## Try it
If a line in the records below contains the word "control", return that line.

## Data to process
Issue #1653, opened 2025-01-07
Hamlib handles FLRig modes incorrectly


radio-miskovice:
Hamlib handles information received from FLRig in an incorrect way.

When I connect QRP Labs QMX transceiver to js8Call (which uses Hamlib to control CAT, even to when accessing through FLRig), I can see two types of errors reported from Hamlib to stderr:

```
Hamlib: flrig_openL Unknown mode (new?) for this rig='DIGI-L'
Hamlib: flrig_openL Unknown mode (new?) for this rig='DIGI-U'
```

The connected rig, QMX, has four possible modes (as of fw 1.0.27): CW, CW-R, DIGI-U and DIGI-L. These are mapped to MD3, MD7, MD6 and MD9 in Kenwood-like command set. The reason why QMX reports DIGI-U and DIGI-L instead of the conventional FSK ans FSK-R is probably due to the fact that QMX is a SDR rig, mostly used for FT8, JS8 and similar modes (single-frequency two-tone FSK or multi-tone MFSK) and has nothing to do with the archaic method of direct keying two-tone FSK. 

So my first objection to Hamlib behavior is that it should accept mode name as-is as it is received from FLRig. It is not up to Hamlib to invent or enforce this. This is correct and true information provided by FLRig.

Later on, Hamlib reports every couple of seconds the following:
```
Hamlib: modeMapGetFLRig: FlRig does not have mode: USB
```
Of course, this is true because QMX indeed has no USB mode (nor it has LSB for that matter), it has DIGI-U instead. This is another thing that Hamlib inapproprietly meddles in - it reports to JS8Call that USB mode is available on the transceiver for JS8 communication, but this is not true, and so when JS8Call requires - via Hamlib to FLRig - that the rig switches to USB mode, it obiously must fail.

I would like to propose the following:

- when talking to FLRig, Hamlib should accept whatever modes are reported by FLRig. The main reason is that Hamlib omits a number of transceiver models while FLRig is pretty up to date, even considering many nuances (e.g. QRP Labs transceivers use enhanced Kenwood command set,  but, for instance, QDX differs from QMX, and FLRig handles them both with astonishing accuracy).
- in general, mode setting (at least), if performed through Hamlib, should be absolutely transparent between the ham software and FLrig because in the current state the Hamlib creates phantom errors that would otherwise not occur.

mdblack98:
[...]

PR #1958, opened 2025-12-07
QRPLabs QMX: Set max baud rate to 230400.

tmiw:
I've gotten reports from other FreeDV users that the default baud rate for the QMX (256000) doesn't work. In my experience with my own QMX, I had to force 115200 in order for FreeDV to properly use it for CAT control as the OS (both macOS and Linux) don't like 256000 and throw an error. This PR updates the rig caps for the QMX to ensure that the maximum baud rate supported is 115200.


dforsi:
I agree that the value 256000 is invalid, however for native USB connections it shouldn't matter (it matters for converters to TTL or RS-232C).
Does it work if you use 230400 or other value greater than 115200 in the list below taken from `man cfgetispeed`?
```
       cfsetospeed() sets the output baud rate stored in the termios structure pointed
       to by termios_p to speed, which must be one of these constants:

              B0
              B50
              B75
              B110
              B134
              B150
              B200
              B300
              B600
              B1200
              B1800
              B2400
              B4800
              B9600
              B19200
              B38400
              B57600
              B115200
              B230400
              B460800
              B500000
              B576000
              B921600
              B1000000
              B1152000
              B1500000
              B2000000

       These constants are additionally supported on the SPARC architecture:

              B76800
              B153600
              B307200
              B614400

       These constants are additionally supported on non-SPARC architectures:

              B2500000
              B3000000
              B3500000
              B4000000

       Due to differences between architectures, portable applications should
       check if a particular Bnnn constant is defined prior to using it.
```

N0NB:
The serial value in question is a result of issue #1653 and commit 33adef9.

N0NB:
While this PR can be accepted as is, please test with `230400` and if that is successful, that should probably be the new default value.

tmiw:
> While this PR can be accepted as is, please test with `230400` and if that is successful, that should probably be the new default value.

Can confirm that 230400 works. 👍 I'll also update FreeDV to show the larger baud rates (we cap out at 115200 right now).

N0NB:
Thanks, Mooneer.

## Output below
When I connect QRP Labs QMX transceiver to js8Call (which uses Hamlib to control CAT, even to when accessing through FLRig), I can see two types of errors reported from Hamlib to stderr:
I've gotten reports from other FreeDV users that the default baud rate for the QMX (256000) doesn't work. In my experience with my own QMX, I had to force 115200 in order for FreeDV to properly use it for CAT control as the OS (both macOS and Linux) don't like 256000 and throw an error. This PR updates the rig caps for the QMX to ensure that the maximum baud rate supported is 115200.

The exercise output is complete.